§ **How to complete this task**: Print, in exact form, the lines below from the one containing "PR #748, opened 2018-03-20" through the one containing "The user needs", and omit all others.

[Dataset entries]
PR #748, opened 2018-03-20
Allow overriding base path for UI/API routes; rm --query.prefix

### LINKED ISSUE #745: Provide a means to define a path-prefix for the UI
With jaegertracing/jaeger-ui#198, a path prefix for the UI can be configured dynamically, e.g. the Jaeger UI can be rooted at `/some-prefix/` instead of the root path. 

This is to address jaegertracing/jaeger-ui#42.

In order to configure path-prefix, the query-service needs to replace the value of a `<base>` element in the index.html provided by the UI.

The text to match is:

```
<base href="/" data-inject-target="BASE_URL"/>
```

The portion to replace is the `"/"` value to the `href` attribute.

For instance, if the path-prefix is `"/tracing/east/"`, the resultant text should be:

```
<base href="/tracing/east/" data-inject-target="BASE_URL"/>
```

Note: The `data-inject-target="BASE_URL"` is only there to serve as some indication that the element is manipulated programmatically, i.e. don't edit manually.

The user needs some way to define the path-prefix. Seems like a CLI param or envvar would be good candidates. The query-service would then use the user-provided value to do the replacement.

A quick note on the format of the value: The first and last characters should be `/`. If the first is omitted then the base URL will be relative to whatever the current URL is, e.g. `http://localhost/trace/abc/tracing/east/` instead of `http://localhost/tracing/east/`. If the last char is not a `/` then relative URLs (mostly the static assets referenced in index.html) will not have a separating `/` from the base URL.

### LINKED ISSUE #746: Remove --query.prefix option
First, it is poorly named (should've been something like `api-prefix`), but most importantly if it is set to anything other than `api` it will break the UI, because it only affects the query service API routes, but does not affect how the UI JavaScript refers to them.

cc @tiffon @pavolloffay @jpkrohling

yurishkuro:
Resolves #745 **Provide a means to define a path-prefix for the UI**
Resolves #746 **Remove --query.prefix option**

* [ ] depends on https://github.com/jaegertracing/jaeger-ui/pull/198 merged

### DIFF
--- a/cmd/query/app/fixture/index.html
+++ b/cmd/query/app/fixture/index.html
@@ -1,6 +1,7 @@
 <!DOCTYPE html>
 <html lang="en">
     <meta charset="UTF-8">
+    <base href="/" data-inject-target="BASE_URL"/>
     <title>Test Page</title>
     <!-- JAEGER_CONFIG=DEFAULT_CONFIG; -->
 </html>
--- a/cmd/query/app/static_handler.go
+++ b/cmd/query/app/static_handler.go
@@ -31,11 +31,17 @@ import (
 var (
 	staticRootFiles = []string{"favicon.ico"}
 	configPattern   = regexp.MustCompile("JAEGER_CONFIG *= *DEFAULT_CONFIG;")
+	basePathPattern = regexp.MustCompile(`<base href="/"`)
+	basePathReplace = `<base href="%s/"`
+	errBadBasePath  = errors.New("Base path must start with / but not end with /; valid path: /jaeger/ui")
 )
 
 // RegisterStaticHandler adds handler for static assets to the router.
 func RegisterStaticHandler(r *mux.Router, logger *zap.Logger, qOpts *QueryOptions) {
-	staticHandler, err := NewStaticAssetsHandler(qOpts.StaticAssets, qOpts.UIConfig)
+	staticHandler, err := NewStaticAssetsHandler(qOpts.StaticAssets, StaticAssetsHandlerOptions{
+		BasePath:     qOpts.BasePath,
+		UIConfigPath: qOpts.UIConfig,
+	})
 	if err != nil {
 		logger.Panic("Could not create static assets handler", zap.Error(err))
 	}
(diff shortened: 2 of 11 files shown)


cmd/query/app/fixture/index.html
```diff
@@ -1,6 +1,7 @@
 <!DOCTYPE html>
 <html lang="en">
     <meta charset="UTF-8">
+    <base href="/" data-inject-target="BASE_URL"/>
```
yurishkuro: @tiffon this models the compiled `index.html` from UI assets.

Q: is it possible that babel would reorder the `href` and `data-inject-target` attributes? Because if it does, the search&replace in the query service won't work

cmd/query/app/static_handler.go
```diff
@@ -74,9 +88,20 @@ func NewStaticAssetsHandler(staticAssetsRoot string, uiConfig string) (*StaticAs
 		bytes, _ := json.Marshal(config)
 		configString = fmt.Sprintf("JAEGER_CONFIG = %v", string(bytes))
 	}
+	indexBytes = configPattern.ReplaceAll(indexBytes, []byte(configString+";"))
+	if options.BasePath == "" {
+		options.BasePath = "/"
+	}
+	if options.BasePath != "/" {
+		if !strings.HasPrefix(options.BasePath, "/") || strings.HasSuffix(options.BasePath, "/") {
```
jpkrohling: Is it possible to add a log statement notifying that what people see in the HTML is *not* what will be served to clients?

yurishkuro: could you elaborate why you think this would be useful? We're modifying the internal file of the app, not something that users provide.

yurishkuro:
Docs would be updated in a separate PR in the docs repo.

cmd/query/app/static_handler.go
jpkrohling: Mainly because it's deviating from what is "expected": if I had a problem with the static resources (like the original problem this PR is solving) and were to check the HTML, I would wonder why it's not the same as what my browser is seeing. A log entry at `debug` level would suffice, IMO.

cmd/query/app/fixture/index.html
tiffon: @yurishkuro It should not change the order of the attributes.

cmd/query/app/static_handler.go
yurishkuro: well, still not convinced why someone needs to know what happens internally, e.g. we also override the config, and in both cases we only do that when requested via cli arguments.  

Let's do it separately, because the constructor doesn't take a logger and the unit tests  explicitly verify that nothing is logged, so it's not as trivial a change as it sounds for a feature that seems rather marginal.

* * *

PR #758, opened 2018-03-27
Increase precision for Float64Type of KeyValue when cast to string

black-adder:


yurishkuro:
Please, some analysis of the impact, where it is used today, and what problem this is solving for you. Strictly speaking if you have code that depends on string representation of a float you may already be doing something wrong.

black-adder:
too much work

§ **Written response**:
PR #748, opened 2018-03-20
Allow overriding base path for UI/API routes; rm --query.prefix

### LINKED ISSUE #745: Provide a means to define a path-prefix for the UI
With jaegertracing/jaeger-ui#198, a path prefix for the UI can be configured dynamically, e.g. the Jaeger UI can be rooted at `/some-prefix/` instead of the root path. 

This is to address jaegertracing/jaeger-ui#42.

In order to configure path-prefix, the query-service needs to replace the value of a `<base>` element in the index.html provided by the UI.

The text to match is:

```
<base href="/" data-inject-target="BASE_URL"/>
```

The portion to replace is the `"/"` value to the `href` attribute.

For instance, if the path-prefix is `"/tracing/east/"`, the resultant text should be:

```
<base href="/tracing/east/" data-inject-target="BASE_URL"/>
```

Note: The `data-inject-target="BASE_URL"` is only there to serve as some indication that the element is manipulated programmatically, i.e. don't edit manually.

The user needs some way to define the path-prefix. Seems like a CLI param or envvar would be good candidates. The query-service would then use the user-provided value to do the replacement.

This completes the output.